The time was one o'clock in the afternoon and I was free to go home.  I felt a bit wary of standing up and walking out of the hospital, as I didn't know if this would start to make me feel sick.  I felt fine; a bit light headed, and flushed but apart from that I didn't feel any different.  The nurse told me that my next one would be in 3 weeks and should be easier as I now know what to expect and it would hopefully be done in the hour and half as it should have taken. 

I had numerous missed calls on my mobile and all of them from my mum.  I rang her straight away.  She had begun to get a little worried, as we had told her how long the chemo was going to take.  I again was on a high, I was giddy with excitement, I had completed my first chemo and right now the drugs will be starting to attack these unwanted squatters that are squatting in my boob.

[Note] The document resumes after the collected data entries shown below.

PR #5936, opened 2026-04-24
Initial CI end to end tests

ppeble:
## Description

Adds a preliminary set of e2e tests to the CI pipeline. The goal of these tests is to be incredibly basic 'end to end' tests of functionality to ensure that our changes work outside of only unit tests.

This is an intentionally very basic test setup. It starts k3d, builds images, applies some fixtures, and then uses a bash script to verify that it all worked. It is not designed for big or complex scenarios.

I investigated two other possible implementations:

* [Chainsaw](https://github.com/kyverno/chainsaw)
* [KUTTL](https://github.com/kudobuilder/kuttl)

Both felt very heavy for what we wanted to do but I'm not opposed to investigating if we think that this may end up being a much more complicated suite.

## Testing

All of this runs in the CI and can be run locally via `make` commands added to `build-aux/e2e.mk`.

## Checklist

- [X] **I updated `CONTRIBUTING.md` with any special dev tricks I had to use to work on this code efficiently.**


the-wondersmith (dismissed):

the-wondersmith (approved):

kflynn (approved):
Let's get this landed. 🙂 Thanks @ppeble! There's (obviously) so much more we can do here which we should talk through, but I love having the basics alive again.

PR #5939, opened 2026-04-30
Add RELEASE.md and remove old pro CHANGELOG that is no no longer necessary

ppeble:
Add in explicit instructions for maintainers on how to perform releases.

Also removes an old 'pro' CHANGELOG that is no longer used.


the-wondersmith (dismissed):

kflynn (approved):
Ship it! 🙂 I'm sure we'll need to tweak as we go, but let's land it.

PR #5940, opened 2026-05-05
Move e2e test framework from custom built to chainsaw

ppeble:
## Description

Replaces the custom e2e harness with [Chainsaw](https://kyverno.github.io/chainsaw/), plus the two pieces the KAT suite needs before it can be ported.

**`probe.sh`** is the assertion mechanism: it runs `kat-client` against a `queries.json` and retries until a `jq` expression passes. That expression is the direct equivalent of KAT's Python `check()`:

| KAT | Chainsaw |
|---|---|
| `manifests()` / `config()` | `manifests.yaml` |
| `queries()` | `queries.json` |
| `Query(url, expected=404)` | `.[0].result.status == 404` |
| `check()` / `assert` | the `jq` expression |
| `r.backend.name == "x"` | `.[0].result.json.backend == "x"` |
| one Emissary per test | a slot |

Retries live in the helper because Chainsaw does not retry `script` steps and Envoy config propagation is async; every fixture needs 2-3 attempts.

**Slots** solve isolation. Most KAT tests cannot share one Emissary, since a `Module`, `AuthService`, `RateLimitService`, `TracingService` or `LogService` configures the whole instance. A slot is an isolated Emissary keyed by `AMBASSADOR_ID` rather than by namespace: an Emissary only acts on CRDs whose `ambassador_id` matches its own, and a CRD omitting the field defaults to `"default"`. So a slot is just another helm release of the shipped chart with `env.AMBASSADOR_ID` set. No chart changes were needed.

Slots are **allocated at run time, never named by a fixture.** A fixture declares only whether it needs isolation:

```yaml
metadata:
  labels:
    slot: exclusive     # or: shared
```

and every Emissary CRD uses one expression, identical in every fixture:

```yaml
spec:
  ambassador_id: [(env('SLOT'))]
```

`slots.sh` exports `SLOT` per shard and decides placement: `default` for the shared shard, and the `exclusive` fixtures dealt round-robin across the available slots. Because an Emissary with `AMBASSADOR_ID` unset self-identifies as `"default"`, the shared case needs no special-casing, so switching a fixture between kinds is a one-word change. Exclusive shards target their fixtures with `--include-test-regex`, which chainsaw feeds to Go's `-run`.

This matters beyond tidiness: with hardcoded slots, two fixtures picking the same number would quietly share an Emissary and clobber each other's global config, for a wrong-but-green result with nothing pointing at the cause. A fixture can no longer name a slot, so it cannot name the wrong one.

Two chart collisions are worked around per slot (`module.enabled=false` and a distinct `ingressClassResource.name`); both are documented at length in `slots.sh`.

## What is included

- `test/e2e/probe.sh` and `test/e2e/slots.sh` (slot list, port math, concurrent install, dynamic dealing, sharded runner, plus a `check` that fails the suite on a missing or unknown `slot` label or a name that would not survive being put in a regex -- any of which would mean a fixture silently never runs)
- 8 slots on a 4-port stride out of the `8100-8159` block, installed concurrently
- `build-aux/e2e.mk` and `.github/workflows/test-images.yaml` both drive `slots.sh`, so the slot list has one definition
- Shared diagnostics in `.chainsaw.yaml` via `spec.error.catch`; a fixture-level `catch` appends to it rather than replacing it, so fixtures carry none
- Fixtures need no `bindings` and no `template: true`: `script` steps inherit the process environment, manifests call `(env('KAT_SERVER_IMAGE'))` and `(env('SLOT'))` directly, and templating is on by default
- 5 fixtures ported from KAT: `header-routing` (`t_headerrouting.py`), `gzip-minimum` / `gzip-content-type` / `gzip-unsupported-content-type` (`t_gzip.py`), `server-name` (`t_basics.py::ServerNameTest`)
- An unrelated fix for `hatchling` 1.32.0, without which every CI job fails at dependency install (see those commits)

A fixture is ~19 lines, holding only what is specific to it: a name, a kind, and an assertion.

## Testing

Green on amd64 and arm64. 8 slots install in ~40s; the runner deals 4 exclusive fixtures across them and all 8 fixtures pass, 22.6-31.8s each. Spare slots get no process at all.

Each probe's retry progression and final response were checked in the CI logs, not just the exit status. `gzip-unsupported-content-type` asserts an *absence*, so its `jq` also asserts status and backend; otherwise a `404` from an Emissary that had not yet loaded the route would pass for the wrong reason.

- 175 of 183 KAT classes still to port.
- ~47 queries across 17 KAT files hit admin port 8877, which is not published.
- A few tests need container env rather than CRDs (`AMBASSADOR_SINGLE_NAMESPACE`, `LUA_SCRIPTS_ENABLED`). Those are genuine presets, and unlike the anonymous slots they warrant real names.
- `manifests.yaml` is now the bulk of a fixture (~40 lines of kat-server Deployment/Service boilerplate). A shared `backends/` library would cut that, and the port needs one anyway for KAT's 11 `ServiceType` backends.
- The global `catch` has not yet executed, since nothing has failed since it landed. Worth one deliberate broken assertion against a live cluster.
- `pkg/envoytest` has a pre-existing data race on `logCtx` that intermittently fails `TestGatewayMatches` under `-race`. Untouched here.


the-wondersmith (approved):

kflynn (approved):
Yeah, let's land this and start iterating. 🙂 Thanks @ppeble!

PR #857, opened 2022-01-12
Feature/issue 855 prerender default to false

### LINKED ISSUE #855: make `prerender` config option false by default
## Type of Change
- [x] New Feature Request
- [ ] Documentation / Website
- [ ] Bug

## Summary
Coming out of #576 and #812 (and as observed in #639) puppeteer as a heavy dependency.  It's not new news by any means, but even for a simple getting started case like `npx @greenwood/cli`, for just a simple markdown file you still have to download puppeteer and a whole copy of chrome.  As ["Mr. Wonderful"](https://abc.com/shows/shark-tank/cast/kevin-o-leary) would say; "stop the madness!"

Also, it uses npm `postinstall` hooks which is usually limited / blocked in cloud environments like Stackblitz.

## Details
So by default, Greenwood should
1. Set `prerender` to false
1. Don't install puppeteer by default (make it an [`optionalDependecny`](https://docs.npmjs.com/cli/v8/configuring-npm/package-json#optionaldependencies)?)
1. If user sets `prerender: true` and tries to run the build, check for puppeteer and if needed, install on the fly

thescientist13:
## Related Issue
resolves #855 

## Summary of Changes
1. Set `prerender` to `false` by default
1. Updated specs accordingly (since puppeteer was always adding its own `<style></style>` tags
1. Updated _Getting Started_ guide with a step for optimizing Web Components with `prerender` and `optimization` configuration options.

> This change shaved about 3m off the time it takes to run our tests!  🏃‍♂️ 

## TODO
1. [x] Found and need to fix two issues unmasked due to default puppeteer `<style></style>` tag behavior
    - https://github.com/ProjectEvergreen/greenwood/issues/858
    - https://github.com/ProjectEvergreen/greenwood/issues/859
1. [x] Updated `prerender` config docs
1. [x] Updated Getting Started guide for prerender and static optimization "advanced" configuration - feature/issue-855-prerender-default-to-false
1. [ ] Should [**greenwood-template-blog**](https://github.com/ProjectEvergreen/greenwood-template-blog/) become more "static" (`prerender` and `static` options) or leave as is?
1. [ ] (nice to have) Implement optional **puppeteer** installation - #916


thescientist13:
Based on conversation and feedback with the team on the weekly call, these are my thoughts:
- Carry this through as is for alpha.0
- In a second PR, will see if I can get auto detect and install for puppeteer, otherwise will just detect and error to the user if pretender is set to true and no custom renderer.  Will also indicate this in the docs

Issue #710, opened 2021-08-31
Create a Lit based render plugin that provides Lit based SSR + hydration


thescientist13:
## Type of Change
- [x] New Feature Request
- [ ] Documentation / Website
- [ ] Improvement / Suggestion
- [ ] Bug
- [ ] Other (please clarify below)

## Summary
As part of ongoing discovery in #576 , after enabling https://github.com/ProjectEvergreen/greenwood/issues/709, we should make a **@greenwood/plugin-renderer-lit** package as an alternative to the default puppeteer rendering option used by Greenwood.

## Details
Effectively as an alternative to puppeteer and should facilitate hydration via Declrative ShadowDOM

Thoughts / Questions
  - Should Lit be the default rendered? Or only after we can provide native `HTMLElement` support via #548 /  https://github.com/lit/lit/discussions/2092
  - Should make sure to communicate the pros / cons for using puppeteer(browser) vs a JS only / server solution, and what kind APIs are  aren't available like `window.location`
- Once we get SSR hydration, should create a new option to enable it for SSG / MPA modes too?

thescientist13:
Wonder if it would make sense to have a JSDOM renderer too (as another option?).  Then you have a couple choices before you have to start tapping into framework level renderers if you're just trying to stick to `HTMLElement` (though I guess you still need some sort of "hydrator", e.g. #548 ?

Issue #709, opened 2021-08-31
Add support for additional (SSR) rendering options through a render plugin type


thescientist13:
## Type of Change
- [x] New Feature Request
- [ ] Documentation / Website
- [ ] Improvement / Suggestion
- [ ] Bug
- [ ] Other (please clarify below)

## Summary
As part of ongoing discovery in #576 , one the key action item needed is to be able to facilitate different rendering options so there can be an alternative to only being able to use puppeteer.

## Details
As part of adding this new render plugin, puppeteer should be moved into a plugin of its own under the `@greenwood` namespace and become a `peerDependency`.  

As bonus points, would be nice to see if this could only be installed as needed to avoid the issue of having to pull down an entire browser if don't even have any JS.  (e.g. the `npx` hello world / getting started scenarios)

When #855 is added, by virtue of a user providing their own custom renderer, we should set `prerender: true` and use their renderer instead.

PR #869, opened 2022-01-17
Feature/issue 709 custom render plugin

thescientist13:
## Related Issue
#709 / #710

## Summary of Changes
1. Introduced a renderer plugin API
1. Introduced a Lit renderer plugin
1. Added headers to Resource plugins for optimize to support both static (file) and server (route) contexts
1. Added documentation for custom render plugin API

Screen Shot 2022-01-17 at 1 08 58 PM

## TODO
1. [x] make greenwood implementation a plugin
1. [x] Investigate how to delineate between render (server) vs prerender (client) and understand how to custom render an SSG site (w/ hydration?)
1. [x] html plugin refactoring
1. [x] Tests 
1. [x] Docs
1. [x] Remove demo code

## Thoughts / Questions
1. [ ] Should we use [VM context](https://github.com/lit/lit/tree/main/packages/labs/ssr#rendering-in-a-separate-vm-context) for Lit plugin?
    - It _is_ experimental, so maybe no, just try and contain it all in the Worker? (worker should provide isolation, right?)
    - FWIW, I think because we are in a Worker though (for reloading ESM in development), we are able to avoid issues like this, so maybe these are equivalent?  (Or at least use Workers until VM context gets unflagged)
        - https://github.com/lit/lit/issues/2393
        - https://github.com/lit/lit/issues/2391
1. [x] Ongoing Investigations (merge into the release branch issue tracking list)
    - static rendering w/ custom renderer, e.g. _www/_ + Lit (just have experimental support right now) and define patterns / practices
    - hydration support for SSG & SSR (how do we get the data in an SSG context though... ?)
    - streaming support for HTML via generators would be awesome!


thescientist13:
Good catch on the call @hutchgrant

I was trying to be a bit too clever maybe by having an option for SSR routes to be rendered by a custom renderer (e.g. Lit) _AND_ also puppeteer, but that seems excessive since the whole point of a custom renderer is to avoid that overhead.  Puppeteer was basically giving us its own HTML instead of the nice HTML that Lit gave us with declarative shadow DOM and all the nice hydration markers.

Verified it works as expected now and also updated that spec to test the affirmative (explicit name matches) as opposed for testing the negative (absence of default placeholder text).  Thanks!  🙌 
Screen Shot 2022-01-27 at 9 06 59 AM

Issue #708, opened 2021-08-31
Introduce an SSR mode via Greenwood configuration


thescientist13:
## Type of Change
- [x] New Feature Request
- [ ] Documentation / Website
- [ ] Improvement / Suggestion
- [ ] Bug
- [ ] Other (please clarify below)

## Summary
As part of ongoing discovery in #576 , one the key action items needed is to enable a true SSR mode that will allow running Greenwood as a process on a server such that at least for the `serve` command, will effectively just run the koa server to generate pages / templates on the fly but serving bundled rollup code.

## Details
Basically we need to add [`ssr` as a mode](https://www.greenwoodjs.io/docs/configuration/#mode) such when a user runs `npm run serve`, we build and bundle all the pages and assets like normal, but additionally keep the Koa server going to keep serving requests to pages and content but in a built / production context.

Thoughts / questions
1. Still need to explore a bit more how server side templating and data fetching would work
1. Now that we need Koa for more than a dev server, should explore using something like [**fastify**](https://www.fastify.io/)?

PR #875, opened 2022-02-02
add configuration for prod server port

thescientist13:
## Related Issue
#708 

_**Question**: Should we make develop default port something more familiar like `3000`?_ - leaving it at `1984` 😄 

## Summary of Changes
1. Added the ability to customize server port
1. Added docs and serve spec


hutchgrant (approved):
lgtm

PR #891, opened 2022-02-17
ensure SPA does not prerender by default

### LINKED ISSUE #890: SPA prerenders by default when no _greenwood.config.js_ is present
## Type of Change
- [ ] New Feature Request
- [ ] Documentation / Website
- [x] Bug

## Summary
If no _greenwood.config.js_ is present, SPA applications are now prerendering by default instead.  This appears to be a regression from introducing #874.

## Details
Basically because we always needed a _greenwood.config.js_ to enable `mode: 'spa'`, [the logic for setting `prenreder:false` for a SPA application was only done under that particular scenario](https://github.com/ProjectEvergreen/greenwood/blob/v0.23.0/packages/cli/src/lifecycles/config.js#L209).  But now, there is no mode to set, so no need for a config as the simplest SPA application only needs an _index.html_
```sh
src/
  index.html
```

And so in this case, there is logic to handle that.   Whoops.

thescientist13:
## Related Issue
resolves #890 

## Summary of Changes
1. Handle SPA `prerender` setting when no _greenwood.config.js_ is present

### DIFF
--- a/packages/cli/src/lifecycles/config.js
+++ b/packages/cli/src/lifecycles/config.js
@@ -218,6 +218,11 @@ const readAndMergeConfig = async() => {
             reject(`Error: greenwood.config.js staticRouter must be a boolean; true or false.  Passed value was typeof: ${typeof staticRouter}`);
           }
         }
+      } else {
+        // SPA should not prerender by default
+        if (fs.existsSync(path.join(customConfig.workspace, 'index.html'))) {
+          customConfig.prerender = false;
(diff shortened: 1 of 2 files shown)


thescientist13:
Probably maybe we should increase the test timeouts overall?  Seems Windows always has a little trouble and the when a server based test fails, it usually leave the dev server still running, which causes subsequent tests to usually fail due to the port still being in use.

PR #930, opened 2022-04-09
Feature/issue 878 SSR + custom resources

### LINKED ISSUE #878: support resource plugin based transformations for standard module formats (ex: `import` JSON, CSS) for SSR
## Type of Change
- [x] New Feature Request
- [ ] Documentation / Website
- [ ] Bug

## Summary
Coming out #831 and the evolution of Greenwood from purely static sites, is the need to be able to support our Resource plugins when running server side code, e.g. NodeJS, and not in the browser, as was the use case when the original API was created.

### Routes
Server side routes right now can only be written in JS.  It would be great if users could author their routes in TS.
```ts
// artists.ts
import { Artist } from '../../services/artist/artist.model.ts';

async function getBody(): String {
  const artists<Artist> = fetch('http://www.example.com/api/artists')
    .then(resp => resp.json());

  return `
     ...
  `
}

export {
  getBody
}
```

## Resource Plugins 
There is a lot of overlap with the above since I think the solution would be the same, but SSR and any form of pre-rendering will fall down is if anywhere in the SSR chain we start using [resource plugins](https://www.greenwoodjs.io/plugins/resource/), or any sort of file transformation we are doing for the browser.
```js
import { css, html, LitElement, unsafeCSS } from 'lit';
import footerCss from './footer.css?type=css';

class FooterComponent extends LitElement {
  constructor() {
    super();

    this.STARTING_YEAR = 2007;
    this.currentYear = new Date().getFullYear(); 
  }

  static get styles() {
    return css`
      ${unsafeCSS(footerCss)}
    `;
  }

  render() {
    const { currentYear, STARTING_YEAR } = this;

    return html`
      <footer class="container as-footer">
        <div class="row">
      
          <div class="col-xs-12">
            <p class="copyright-text">&copy; ${STARTING_YEAR} - ${currentYear} Analog Studios</p>
          </div>
      
        </div>
      </footer>
    `;
  }
}

customElements.define('app-footer', FooterComponent);
```

NodeJS on its own I don't think will have any idea what to do with something like
```js
import footerCss from './footer.css?type=css'
```

## Details
I think that NodeJS supports things like custom loaders (if that is even the right API name) since I believe that is how projects like [**ts-node**](https://www.npmjs.com/package/ts-node) exist I assume?  My hope is that we can just get "in front" of NodeJS as it resolves file and just look at the extension and just apply the right resource at it, pretty much like we do now when serving it to the browser.

_Ultimately, if a user has a plugin for a file extension handled by a resource, Greenwood should use that resource for them on the server side too._

----

Not sure we can start leaning on [CSS or JSON imports]() for some of this now?  🤔

thescientist13:
## Related Issue
resolves #878 

## Summary of Changes
1. [ ] MVP using `--experimental-loader` to support custom resources in SSR mode (only works for `develop` right now)

Screen Shot 2022-04-09 at 6 25 00 PM

## TODO
1. [ ] `yarn build` for _www/_ not finishing?  (related to Rollup?)
1. [ ] How to make it opt-in
1. [ ] double bootstrap console logging
1. [ ] Testing
1. [ ] Documentation
1. [ ] Remove demo code


thescientist13:
resolved in #992

PR #937, opened 2022-05-31
router refactor to better handle hash URL changes and history navigation events

### LINKED ISSUE #936: nested navigation fails to navigate to correct heading/page with `staticRouter`
## Type of Change
- [ ] New Feature Request
- [ ] Documentation / Website
- [x] Bug

## Summary
On greenwood site, when I click "Getting Started" page from from the header, then expand "Creating Content" from menu on the left, then select any single nested navigation, I'm forwarded to root `/getting-started/` route and not the correct page.

## Details

Click nested navigation it briefly forwards to right page and then back to the index page.  I noticed this in safari.

thescientist13:
## Related Issue
resolves #936

I believe the issue here is that even [updating a hash will trigger a `pop state` event](https://developer.mozilla.org/en-US/docs/Web/API/Window/popstate_event#when_popstate_is_sent), even if that means we are navigating "forward", eg.
1. Getting Started
1. Creating Content
1. -> Home Page Template

Opted to refactor the shelf a little bit so it only needs to use `<a>` tags for all navigation, and concentrated all the routing logic into the `staticRouter` to handle these various states of hash vs non hash.  So even without `staticRouter`, Shelf `<a>` + browser default behavior should still work fine.

## Summary of Changes
1. Re-enable `staticRouter` in _greenwood.config.js_ for the website
1. Refactor Shelf to just use standard `<a>` tag behavior for navigating
1. Refactor Router to better accommodate various modes of navigation, with and without hash changes, backwards AND forwards
1. Refactor Router to handle browser's we can support with `staticRouter` and just avoid trying to do any routing at all, so at least it still works instead of failing

### Testing Scenarios
Tested the following scenarios in Chrome and Firefox (currently `staticRouter` is not supported for Safari).  In all scenarios was able to click Back all the way to the starting page.  _Please test forwards and backwards navigation_.  🙏 

#### _Home -> Plugins + side nav_
```
1. Home
2. Plugins
3.   -> Copy
4.   -> Resource
5.   -> Renderer
6.   -> Rollup
```

#### _Home -> Getting Started + side nav + nested items_
```
1. Home
2. Getting Started
3.   -> Project Setup
3a.   -> Key Concepts
4.   -> Creating Content
4a.     -> Home Page Template
4b.     -> Blog Posts Template
4c.     -> App Template
4d.     -> Creating Pages
5.   -> Optimizing
5a.     -> Prerendering
```

#### _Home -> Getting Started + side nav + nested items_ -> Blog
```
1. Home
2. Getting Started
3.   -> Project Setup
3a.   -> Key Concepts
4.   -> Creating Content
4a.     -> Home Page Template
4b.     -> Blog Posts Template
4c.     -> App Template
4d.     -> Creating Pages
5.   -> Optimizing
5a.     -> Prerendering
6.  Blog
7.   -> State of Greenwood 2022
```

#### _Docs -> About + side nav_
```
1. Home
2. Docs
2a.   -> Configuration
2b.   -> Front Matter
3. About
4.   -> Goals
```

## TODO
1. [x] Validate with more testing
    - still an issue with Safari (need to validate post second refactor)
    - _forwards_ navigation testing 🤦 
1. [x] Clean up console logging

### DIFF
--- a/greenwood.config.js
+++ b/greenwood.config.js
@@ -11,7 +11,7 @@ export default {
   workspace: fileURLToPath(new URL('./www', import.meta.url)),
   prerender: true,
   optimization: 'inline',
-  // staticRouter: true,
+  staticRouter: true,
   interpolateFrontmatter: true,
   plugins: [
     ...greenwoodPluginGraphQL(),
--- a/packages/cli/src/lib/router.js
+++ b/packages/cli/src/lib/router.js
@@ -2,9 +2,10 @@
 
 // ** THIS DOES NOT WORK ON SAFARI **
 // It will just load pages as if staticRouter was not enabled
-window.__greenwood.lastRoutes.push(new URL(window.location));
+// window.__greenwood.lastRoutes.push(new URL(window.location));
 
 document.addEventListener('click', function(e) {
+  console.debug(window.location);
   const href = (e.path && e.path[0]
     ? e.path[0].href // chrome + edge
     : e.originalTarget && e.originalTarget.href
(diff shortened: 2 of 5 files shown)


hutchgrant:
Appears to still be an issue.

thescientist13:
@hutchgrant 
Yeah, you are right, I had a local change that was giving me a false positive.  

Since this bug is rendering the docs site unusable at the moment, I just [disabled `staticRouter` directly on master branch](https://github.com/ProjectEvergreen/greenwood/commits/master) for now and will try and circle back to this tonight to see if I can find a proper resolution.  That way until we do solve this, folks can actually browser the docs.

thescientist13:
@hutchgrant 
Phew, think I got it now.  Updated the description with more info and scenarios I tested for.  All seems to be stable once again.

thescientist13:
OK, I think I got it for real this time.  Noticed a couple glaring issues in what I had so far
- `staticRouter` config was not actually enabled 🤦 
- forwards navigation was not working correctly from what I could test
- the solution seemed overly complex and hard to follow

So I started over and refactored this yet again and tried to leverage `window.location` as much as possible to delegate as much of the non intercepted routing needed to the browser.  This router router to really only handles the partials loading, and then only in that case, will call `history.pushState`.

This has not only made the code entirely less complex, it feels like it works even better now, as backwards and forwards seems to work quite flawlessly, even in Safari, without a lot of weird hacks and custom state tracking. 😌 

Feeling much better about this one, but please do continue testing (ideally in Chrome and Safari), and I have added a new test case in the description.  Please also validate backwards <> forwards navigation too, please.  🙏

With 2 hours to kill, before my appointment to go and pick out my wig, we decided to call at Lee's mums for a coffee on the way.   She was surprised to see me being so bubbly.  I told Lee and his mum that the light-headedness had now developed into a strange feeling as though I'd had a couple of vodkas.  Every time I turned my head it took a couple of seconds for my vision to catch up and focus.  The only way that I can describe this feeling is the feeling that you get when you have had too much to drink, you’re not at the sick stage but you know that if you have any more to drink you’ll know that it will all come back up, along with anything that you had eaten that day.  "Oh my God, she's going to be drunk for the next 5 months," Lee laughed and turned to his mum saying  ”I don't get much sense out of her when she's sober, so I'm going to need all the help I can get if she's going to be drunk all the time".  We all started to laugh. 

All in all my first chemo went very well and was not as bad as I had expected.  I know now for definite that I can do this.  Yes it has taken half a day for my treatment, but I don't care.  I know that it is still early days and that I may become sick, I am prepared for that, but I feel that as long as I keep a strong positive mind then I will, as Lee puts it; Breeze through it.